> Items from a data source
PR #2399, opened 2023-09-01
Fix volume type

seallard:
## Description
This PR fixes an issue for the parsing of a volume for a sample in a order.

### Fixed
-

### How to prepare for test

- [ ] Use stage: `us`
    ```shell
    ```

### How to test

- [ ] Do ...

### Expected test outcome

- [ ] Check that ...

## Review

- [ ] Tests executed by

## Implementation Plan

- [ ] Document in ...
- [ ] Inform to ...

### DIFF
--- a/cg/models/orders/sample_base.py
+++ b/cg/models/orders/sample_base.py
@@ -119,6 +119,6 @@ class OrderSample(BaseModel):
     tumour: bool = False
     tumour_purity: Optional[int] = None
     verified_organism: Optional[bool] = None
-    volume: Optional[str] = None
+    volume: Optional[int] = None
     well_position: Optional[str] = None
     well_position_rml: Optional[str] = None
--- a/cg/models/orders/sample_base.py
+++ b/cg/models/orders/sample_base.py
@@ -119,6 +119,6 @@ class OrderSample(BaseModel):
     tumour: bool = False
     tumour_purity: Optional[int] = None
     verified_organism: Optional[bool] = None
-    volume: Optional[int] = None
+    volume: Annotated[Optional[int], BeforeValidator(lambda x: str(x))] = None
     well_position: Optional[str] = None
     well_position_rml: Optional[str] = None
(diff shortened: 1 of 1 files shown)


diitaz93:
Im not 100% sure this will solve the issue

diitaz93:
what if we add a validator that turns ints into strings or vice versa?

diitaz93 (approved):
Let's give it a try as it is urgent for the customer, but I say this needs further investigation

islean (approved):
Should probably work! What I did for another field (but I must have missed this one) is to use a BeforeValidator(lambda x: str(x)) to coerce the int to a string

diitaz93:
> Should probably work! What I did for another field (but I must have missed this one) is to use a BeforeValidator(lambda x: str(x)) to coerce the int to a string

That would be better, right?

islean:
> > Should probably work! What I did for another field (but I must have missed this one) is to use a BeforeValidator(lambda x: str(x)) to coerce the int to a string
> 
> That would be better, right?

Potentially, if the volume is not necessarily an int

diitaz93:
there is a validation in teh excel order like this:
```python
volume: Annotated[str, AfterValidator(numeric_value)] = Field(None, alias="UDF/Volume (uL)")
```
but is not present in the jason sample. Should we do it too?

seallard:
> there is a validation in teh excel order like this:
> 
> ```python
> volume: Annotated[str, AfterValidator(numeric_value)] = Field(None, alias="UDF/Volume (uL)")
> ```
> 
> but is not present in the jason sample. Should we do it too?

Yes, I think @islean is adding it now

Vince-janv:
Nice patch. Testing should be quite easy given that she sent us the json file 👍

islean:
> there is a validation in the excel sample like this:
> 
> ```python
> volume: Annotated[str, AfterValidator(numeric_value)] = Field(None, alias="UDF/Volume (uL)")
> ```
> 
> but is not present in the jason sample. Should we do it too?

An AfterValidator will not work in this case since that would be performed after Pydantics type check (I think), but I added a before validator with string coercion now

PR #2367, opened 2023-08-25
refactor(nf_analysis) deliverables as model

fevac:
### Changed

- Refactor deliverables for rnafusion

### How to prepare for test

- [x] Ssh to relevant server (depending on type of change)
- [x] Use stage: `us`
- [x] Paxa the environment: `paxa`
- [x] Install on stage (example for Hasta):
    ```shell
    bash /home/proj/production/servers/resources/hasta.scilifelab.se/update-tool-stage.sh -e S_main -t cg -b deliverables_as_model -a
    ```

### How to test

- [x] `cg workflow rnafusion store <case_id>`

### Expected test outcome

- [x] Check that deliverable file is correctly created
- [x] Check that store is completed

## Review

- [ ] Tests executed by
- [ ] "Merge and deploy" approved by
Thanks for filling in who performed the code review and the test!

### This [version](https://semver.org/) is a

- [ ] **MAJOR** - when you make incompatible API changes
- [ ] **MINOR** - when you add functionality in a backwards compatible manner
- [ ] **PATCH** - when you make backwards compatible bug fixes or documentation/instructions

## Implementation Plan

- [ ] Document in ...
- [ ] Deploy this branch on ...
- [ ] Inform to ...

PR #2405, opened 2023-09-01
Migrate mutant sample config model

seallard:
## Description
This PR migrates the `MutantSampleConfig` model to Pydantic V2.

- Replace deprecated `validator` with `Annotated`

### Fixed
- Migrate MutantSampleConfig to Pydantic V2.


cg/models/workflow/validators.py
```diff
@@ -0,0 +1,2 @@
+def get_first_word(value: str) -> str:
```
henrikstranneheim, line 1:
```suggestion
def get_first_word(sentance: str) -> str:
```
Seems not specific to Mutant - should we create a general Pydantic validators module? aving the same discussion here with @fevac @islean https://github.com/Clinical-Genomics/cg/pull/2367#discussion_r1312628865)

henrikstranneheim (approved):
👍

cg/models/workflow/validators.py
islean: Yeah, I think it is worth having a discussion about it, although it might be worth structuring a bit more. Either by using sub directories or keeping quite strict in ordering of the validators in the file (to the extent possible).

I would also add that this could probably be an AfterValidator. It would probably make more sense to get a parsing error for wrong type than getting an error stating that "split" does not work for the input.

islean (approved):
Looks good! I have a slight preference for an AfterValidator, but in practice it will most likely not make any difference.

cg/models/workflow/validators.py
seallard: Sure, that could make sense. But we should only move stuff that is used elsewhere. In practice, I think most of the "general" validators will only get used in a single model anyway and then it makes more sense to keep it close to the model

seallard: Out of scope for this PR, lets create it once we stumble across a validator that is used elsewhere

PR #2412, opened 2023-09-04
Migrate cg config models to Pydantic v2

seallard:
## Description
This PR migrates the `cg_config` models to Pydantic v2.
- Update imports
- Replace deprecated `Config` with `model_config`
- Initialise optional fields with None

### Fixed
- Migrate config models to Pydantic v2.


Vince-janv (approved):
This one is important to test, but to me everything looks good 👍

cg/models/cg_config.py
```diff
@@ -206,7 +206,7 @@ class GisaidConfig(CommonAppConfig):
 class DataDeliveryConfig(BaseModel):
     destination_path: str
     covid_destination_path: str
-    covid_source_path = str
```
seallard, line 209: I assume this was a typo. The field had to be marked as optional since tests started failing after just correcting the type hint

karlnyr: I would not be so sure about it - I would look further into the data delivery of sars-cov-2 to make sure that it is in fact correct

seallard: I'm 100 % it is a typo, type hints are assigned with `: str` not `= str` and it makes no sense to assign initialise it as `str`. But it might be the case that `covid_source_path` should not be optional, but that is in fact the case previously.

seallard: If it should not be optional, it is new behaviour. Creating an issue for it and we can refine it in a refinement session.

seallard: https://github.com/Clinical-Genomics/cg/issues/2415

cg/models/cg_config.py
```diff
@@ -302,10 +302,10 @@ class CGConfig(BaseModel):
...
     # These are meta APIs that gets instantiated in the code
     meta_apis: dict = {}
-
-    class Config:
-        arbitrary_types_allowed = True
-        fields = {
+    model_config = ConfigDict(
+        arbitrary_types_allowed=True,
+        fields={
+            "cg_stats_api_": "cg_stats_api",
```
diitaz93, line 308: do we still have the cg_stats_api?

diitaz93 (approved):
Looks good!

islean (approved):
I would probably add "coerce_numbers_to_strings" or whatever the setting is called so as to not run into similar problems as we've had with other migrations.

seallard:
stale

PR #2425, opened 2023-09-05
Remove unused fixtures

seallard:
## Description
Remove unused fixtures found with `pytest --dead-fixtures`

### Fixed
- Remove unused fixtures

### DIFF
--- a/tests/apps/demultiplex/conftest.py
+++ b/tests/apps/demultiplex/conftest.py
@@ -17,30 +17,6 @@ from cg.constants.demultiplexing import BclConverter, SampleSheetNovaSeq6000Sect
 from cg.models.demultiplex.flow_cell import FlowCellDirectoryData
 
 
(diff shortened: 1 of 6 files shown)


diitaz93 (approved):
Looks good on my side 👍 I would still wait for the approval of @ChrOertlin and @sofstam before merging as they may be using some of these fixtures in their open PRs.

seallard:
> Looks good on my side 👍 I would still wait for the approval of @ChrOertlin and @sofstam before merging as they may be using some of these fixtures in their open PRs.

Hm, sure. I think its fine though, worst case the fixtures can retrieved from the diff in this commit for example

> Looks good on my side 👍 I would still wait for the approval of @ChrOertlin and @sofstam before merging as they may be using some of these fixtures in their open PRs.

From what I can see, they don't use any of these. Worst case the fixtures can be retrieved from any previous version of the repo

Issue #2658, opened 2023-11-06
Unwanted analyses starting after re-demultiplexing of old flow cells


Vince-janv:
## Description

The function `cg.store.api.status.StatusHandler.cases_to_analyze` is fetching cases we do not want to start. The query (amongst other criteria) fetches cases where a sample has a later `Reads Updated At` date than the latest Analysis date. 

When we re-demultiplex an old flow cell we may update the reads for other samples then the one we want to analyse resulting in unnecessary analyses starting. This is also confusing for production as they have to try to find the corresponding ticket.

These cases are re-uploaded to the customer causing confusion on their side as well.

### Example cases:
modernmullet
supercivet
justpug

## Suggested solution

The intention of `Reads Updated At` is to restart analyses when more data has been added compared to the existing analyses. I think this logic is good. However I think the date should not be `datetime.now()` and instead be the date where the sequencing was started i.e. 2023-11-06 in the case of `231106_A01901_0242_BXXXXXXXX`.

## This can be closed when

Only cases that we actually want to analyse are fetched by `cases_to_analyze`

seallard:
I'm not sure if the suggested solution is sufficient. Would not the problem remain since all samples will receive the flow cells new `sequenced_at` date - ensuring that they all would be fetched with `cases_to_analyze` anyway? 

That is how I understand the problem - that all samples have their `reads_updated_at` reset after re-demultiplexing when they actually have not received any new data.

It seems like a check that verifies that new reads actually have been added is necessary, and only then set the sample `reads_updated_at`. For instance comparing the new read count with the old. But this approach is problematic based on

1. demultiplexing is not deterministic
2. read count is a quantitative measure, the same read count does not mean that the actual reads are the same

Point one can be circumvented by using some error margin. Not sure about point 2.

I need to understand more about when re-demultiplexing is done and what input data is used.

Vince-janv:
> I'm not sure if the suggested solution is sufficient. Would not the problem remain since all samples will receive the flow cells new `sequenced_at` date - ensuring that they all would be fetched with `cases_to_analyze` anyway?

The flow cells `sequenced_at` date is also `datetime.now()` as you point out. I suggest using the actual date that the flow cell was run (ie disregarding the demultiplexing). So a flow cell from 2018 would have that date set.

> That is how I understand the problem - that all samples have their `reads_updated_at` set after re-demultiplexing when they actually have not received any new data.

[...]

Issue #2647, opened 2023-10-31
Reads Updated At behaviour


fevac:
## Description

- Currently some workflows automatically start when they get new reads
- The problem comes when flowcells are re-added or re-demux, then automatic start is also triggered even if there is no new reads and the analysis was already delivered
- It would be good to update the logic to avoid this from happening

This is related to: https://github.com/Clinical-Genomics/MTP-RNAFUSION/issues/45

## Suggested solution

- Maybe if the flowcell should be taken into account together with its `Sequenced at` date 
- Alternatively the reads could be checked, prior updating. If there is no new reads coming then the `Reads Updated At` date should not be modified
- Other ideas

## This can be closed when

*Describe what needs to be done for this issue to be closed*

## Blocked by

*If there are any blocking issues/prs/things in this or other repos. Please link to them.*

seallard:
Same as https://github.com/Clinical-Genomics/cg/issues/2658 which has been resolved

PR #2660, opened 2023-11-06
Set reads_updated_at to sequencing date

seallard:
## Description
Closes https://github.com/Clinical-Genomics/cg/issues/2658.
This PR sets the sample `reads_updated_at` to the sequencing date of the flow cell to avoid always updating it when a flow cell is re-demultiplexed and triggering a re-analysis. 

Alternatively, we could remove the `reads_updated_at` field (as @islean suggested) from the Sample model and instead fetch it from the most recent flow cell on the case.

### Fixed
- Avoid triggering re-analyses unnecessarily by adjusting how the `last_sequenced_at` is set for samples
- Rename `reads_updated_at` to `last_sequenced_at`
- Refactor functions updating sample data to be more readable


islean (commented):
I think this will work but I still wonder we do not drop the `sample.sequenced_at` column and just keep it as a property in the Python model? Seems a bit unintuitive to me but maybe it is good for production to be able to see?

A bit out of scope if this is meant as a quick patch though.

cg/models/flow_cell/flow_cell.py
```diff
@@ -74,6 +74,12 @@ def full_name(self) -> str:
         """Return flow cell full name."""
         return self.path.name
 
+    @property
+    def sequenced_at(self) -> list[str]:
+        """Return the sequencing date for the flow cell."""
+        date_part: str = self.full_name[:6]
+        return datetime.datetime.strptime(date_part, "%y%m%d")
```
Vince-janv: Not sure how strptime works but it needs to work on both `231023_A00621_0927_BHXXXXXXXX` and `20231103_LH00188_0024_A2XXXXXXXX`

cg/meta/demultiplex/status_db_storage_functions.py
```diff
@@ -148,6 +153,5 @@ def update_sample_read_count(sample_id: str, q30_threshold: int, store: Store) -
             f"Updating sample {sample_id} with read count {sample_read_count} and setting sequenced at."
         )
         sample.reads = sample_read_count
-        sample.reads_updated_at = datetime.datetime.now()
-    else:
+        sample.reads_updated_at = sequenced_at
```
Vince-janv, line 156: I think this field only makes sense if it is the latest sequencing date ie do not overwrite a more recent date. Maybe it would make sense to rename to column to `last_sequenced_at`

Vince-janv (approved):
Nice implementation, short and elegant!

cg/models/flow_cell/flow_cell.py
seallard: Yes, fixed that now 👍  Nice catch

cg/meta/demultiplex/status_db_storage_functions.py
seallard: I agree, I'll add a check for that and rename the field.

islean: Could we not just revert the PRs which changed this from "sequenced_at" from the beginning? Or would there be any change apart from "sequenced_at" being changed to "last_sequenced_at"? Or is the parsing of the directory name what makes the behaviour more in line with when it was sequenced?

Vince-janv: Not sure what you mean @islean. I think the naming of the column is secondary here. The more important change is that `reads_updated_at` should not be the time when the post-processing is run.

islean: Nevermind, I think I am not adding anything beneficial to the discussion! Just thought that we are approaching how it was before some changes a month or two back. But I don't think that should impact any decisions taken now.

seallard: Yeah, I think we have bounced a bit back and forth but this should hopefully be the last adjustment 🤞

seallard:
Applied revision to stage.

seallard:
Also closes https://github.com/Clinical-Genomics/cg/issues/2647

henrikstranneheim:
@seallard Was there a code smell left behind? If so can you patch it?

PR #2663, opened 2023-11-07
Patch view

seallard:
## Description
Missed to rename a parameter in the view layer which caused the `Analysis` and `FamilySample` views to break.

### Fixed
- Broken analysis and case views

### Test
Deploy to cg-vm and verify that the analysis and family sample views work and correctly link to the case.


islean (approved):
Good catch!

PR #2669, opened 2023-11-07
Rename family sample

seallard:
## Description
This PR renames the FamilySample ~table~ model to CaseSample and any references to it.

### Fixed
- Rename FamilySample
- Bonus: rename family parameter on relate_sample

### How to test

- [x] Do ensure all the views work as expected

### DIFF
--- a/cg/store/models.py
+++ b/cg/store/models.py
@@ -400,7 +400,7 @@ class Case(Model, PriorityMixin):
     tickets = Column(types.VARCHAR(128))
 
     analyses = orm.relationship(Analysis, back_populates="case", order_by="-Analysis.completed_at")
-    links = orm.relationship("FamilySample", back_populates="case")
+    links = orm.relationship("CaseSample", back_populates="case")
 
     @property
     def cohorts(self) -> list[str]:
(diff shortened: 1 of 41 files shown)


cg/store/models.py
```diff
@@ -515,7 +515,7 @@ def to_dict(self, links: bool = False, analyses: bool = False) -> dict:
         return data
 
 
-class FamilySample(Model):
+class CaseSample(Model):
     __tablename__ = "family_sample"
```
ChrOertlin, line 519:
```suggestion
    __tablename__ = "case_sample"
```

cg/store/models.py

> TASK ITEM
Look through the entries above; copy each line where the string "CaseSample" appears.

> RESPONSE
This PR renames the FamilySample ~table~ model to CaseSample and any references to it.
+    links = orm.relationship("CaseSample", back_populates="case")
+class CaseSample(Model):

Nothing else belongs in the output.